# "24 Firestone GTO wheel bike



## Bunny (Nov 24, 2018)

Got this in a lot of 5 bikes that also included a Nov 71 cotton for $200 total. It has a huffy style wheel and I know thats desirable but what im wanting to know is if this bike is Rollfast or Huffman? I have been able to dig up nada on "24 Firestone GTO bikes other than limited info on the "20 GTO wheel bikes they did. My area of experience is mostly Schwinn Stingrays and Ross Apollo/Barracudas, so im feeling pretty blind here. Any help is appreciated. LOL...and no the wheel is not for sale. Already had that experience in Facebook groups. SN is A255037


----------



## Vintagedad (Nov 24, 2018)

Wow  200 dollars total for all that?
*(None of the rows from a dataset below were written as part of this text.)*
PR #7353, opened 2026-09-09
refactor(desktop): remove the v2 new-workspace modal

saddlepaddle:
The new-workspace screen won its experiment and its flag is now at 100%, so v2 has exactly one create surface: the `/new-workspace` route. This removes the modal branch and everything that existed only to choose between the two.

## Why now

Experiment [387127](https://us.posthog.com/project/264803/experiments/387127) ended 2026-08-11: **55.7%** of the test arm created a real workspace vs **44.3%** of control (n=499, 98.8% chance to win). The flag has since served the screen to every account created after 2026-08-05 plus half the older base — ~81% of everyone who opened the surface last week.

The other ~19% was a live randomised holdout on *existing* users, the population the original experiment never tested. On a clean window (exposure Sep 1–5, 3-day workspace creation) the arms are indistinguishable — screen 39.4% (n=259) vs modal 40.4% (n=230), difference −1.0pp, 95% CI ≈ [−9.7, +7.7]. No benefit for existing users, and no sign of harm. Flag set to 100% before this PR.

## What goes

- `DashboardNewWorkspaceModal` — its only remaining job was to render nothing, close the store, and redirect to the route.
- `DashboardNewWorkspaceModalContent` and the modal's `PromptGroup` (856 lines), plus the two children only it used, `AttachmentButtons` and `UploadingAttachmentPill`.
- `useNewWorkspaceScreenVariant`, and the `new-workspace-screen` / `new-workspace-screen-override` flag constants.
- The stash/restore machinery on the new-workspace store — a `StashedDraft` type, three actions and three exported hooks, with **zero consumers** anywhere in the repo.

Net **−1,427 / +108**.

## What changes

`useOpenNewWorkspace` (and `useOpenNewSession`) is now the single entry point for "start creating a workspace". It navigates to the route on v2 and keeps v1 on its dialog, so the 13 call sites stop reaching into a store to set a flag that a component elsewhere watched in order to redirect.

The command palette gets `openNewWorkspace` on `CommandContext` rather than calling `useNewWorkspaceModalStore.getState()` — `Command.run` has no hook access, and this is the same shape as the existing `navigate` helper.

`useSelectedHostProjectIds` moved to `renderer/hooks/` since it has four consumers and its parent directory is gone.

## Deliberately left alone

- **v1.** `components/NewWorkspaceModal/` still ships for non-v2 installs and still owns the store's `isOpen` / `preSelected*` state, so the store stays.
- **`new-workspace-prompt-cards`.** That experiment is still in draft and lives inside the screen; its `useNewWorkspacePromptCardsVariant` hook stays. Worth a separate decision on whether it's still happening — its release-condition cutoff is still the `2026-09-01` placeholder.
- **Directory names.** `components/DashboardNewWorkspaceModal/` and `.../DashboardNewWorkspaceForm/PromptGroup/` are now named after deleted components. Renaming them touches ~20 files of imports including v1's, which would bury the deletion — better as a follow-up.
- **`openSessionModal` / `preSelectedSession`** on the store are only read by v2 today, but I couldn't cheaply prove the sessions section never renders under v1, so the v1 fallback stays.

## Verification

- `bun run typecheck` — 38/38 tasks pass.
- `bun test` (desktop) — 3712 pass, 1 fail, 1 error. **Identical on the base commit** (`git checkout HEAD~1 -- apps/desktop packages/shared`, same counts), and both suspects pass in isolation: a `@dnd-kit`/React interop error leaking between files. Pre-existing, not from this change.
- `bun run lint`, `bun run check:i18n` (0 missing in every locale, no catalog churn), `sherif` (one pre-existing `apps/review-host` warning).
- Persisted-key registry test passes; the deleted code only *read* `AGENT_STORAGE_KEY`, which the screen still writes, so no key is orphaned and `DEAD_KEYS` needs nothing.

Not verified by hand in a running app — the route path this makes universal is already what ~81% of users get, so the behaviour is the shipped one, not a new one.

https://claude.ai/code/session_01476rbYah5x4eZ31ksKX3fP

---
## Summary by cubic
The new-workspace screen won its experiment (flag now 100%), so v2 has exactly one create surface: the `/new-workspace` route. This removes the modal branch, the redirect shim that existed only to choose between the two, and everything the modal alone used.

- Deletes `DashboardNewWorkspaceModal`, its `PromptGroup` composer, `DashboardNewWorkspaceModalContent`, `AttachmentButtons`, and `UploadingAttachmentPill`.
- Removes the `useNewWorkspaceScreenVariant` hook and the `new-workspace-screen` / `new-workspace-screen-override` flag constants.
- Removes the stash/restore draft machinery from the new-workspace store — declared and exported, with zero consumers.
- `useOpenNewWorkspace` (and `useOpenNewSession`) is now the single entry point for starting a workspace: it navigates to the route on v2 and keeps the dialog for v1, replacing the call sites that set a store flag a component elsewhere watched. `useOpenNewWorkspaceForHost` covers the Cloud sidebar "+", navigating with a `?host=` search param.
- The command palette gets `openNewWorkspace` on `CommandContext`, and `useSelectedHostProjectIds` moves to `renderer/hooks/`.

**Deliberately left alone**
- v1's `NewWorkspaceModal` and its store state stay for non-v2 installs; the store keeps `isOpen`, `preSelected*`, and the open actions. The `usePreSelectedSession`, `usePreSelectedHostId`, `useOpenNewSessionModal`, and `useOpenNewWorkspaceModalForHost` selectors are gone — the deleted modal was their only reader.
- The `new-workspace-prompt-cards` experiment is still in draft and lives inside the screen; its hook stays.
- Old directory names (`components/DashboardNewWorkspaceModal/`) persist to avoid churning ~20 imports; renaming them is a good follow-up.

The route behavior this makes universal is already what ~81% of users get, so it is the shipped behavior, not a new one. Typecheck, lint, and i18n pass; the one failing test also fails on the base commit.

<sup>Written for commit fae75f7b29a30bf1c732a4b9afb459cd830f5a67. Summary will update on new commits.</sup>

<a href="https://cubic.dev/pr/superset-sh/superset/pull/7353?utm_source=github" target="_blank" rel="noopener noreferrer" data-no-image-dialog="true"><picture><source media="(prefers-color-scheme: dark)" srcset="https://www.cubic.dev/buttons/review-in-cubic-dark.svg"><source media="(prefers-color-scheme: light)" srcset="https://www.cubic.dev/buttons/review-in-cubic-light.svg">Review in cubic</picture></a>

## Summary by CodeRabbit

* **New Features**
  * Unified new-workspace actions across the command palette, sidebar, onboarding, tasks, issues, pull requests, and keyboard shortcuts.
  * New workspace and session actions now open the appropriate creation experience based on cloud availability, with project and host context preserved.
  * Added shared project-selection support for workspace actions.

* **Changes**
  * The v2 workspace creation experience is accessed through a dedicated route.
  * Removed the legacy dashboard workspace modal, draft-stashing support, and related experiment flags.


saddlepaddle:
Both cubic findings reviewed.

**P3 (stale doc comment)** — valid, fixed in 8f0f1a4: the quick-create fallback comment now says it opens the `/new-workspace` route on v2 and the dialog on v1.

**P2 (unhandled rejection on `navigate`)** — not taking this one. `void navigate(...)` is the codebase convention (38 call sites against 3 using `.catch`), and it is exactly what the deleted `DashboardNewWorkspaceModal` did on this same navigation. Adding a catch here would introduce a second way of doing it in the one place that has no more claim to it than the other 38. Worth doing repo-wide as its own change if the team wants it, not as a one-off here.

That’s the score of a lifetime right there. Consider yourself very lucky. I don’t know much about your specific wheel bike but I do know bikes like it command a huge price. Not to mention you got a 71 cotton picker. I wish I knew where folks on here always find all these awesome bikes for pennies on the dollar! By me old bikes tend to always be priced very high. Hopefully someone here has some info for you.


----------



## Bunny (Nov 24, 2018)

Indeed, it was my one really great steal of a find in fooling with muscle bikes on and off since the late 90s. I've found deals but never a score like this (at least not bicycles). Background was the guy was an estate picker who didn't fool with bikes much and wanted fast cash. I was the first to come...and I dickered since he was irritated about everyone blowing him up and just wanted them gone. Well worth the 140 mile round trip and dropping everything on a Sunday. I was a happy boy with my truck full of loot.


----------



## Jaxon (Nov 25, 2018)

Somebody added that steering wheel to that bike. They sold those wheels as accessories in the stores. Cool find. Find a Huffy and make a Wheel bike. Great Scores Congrats!


----------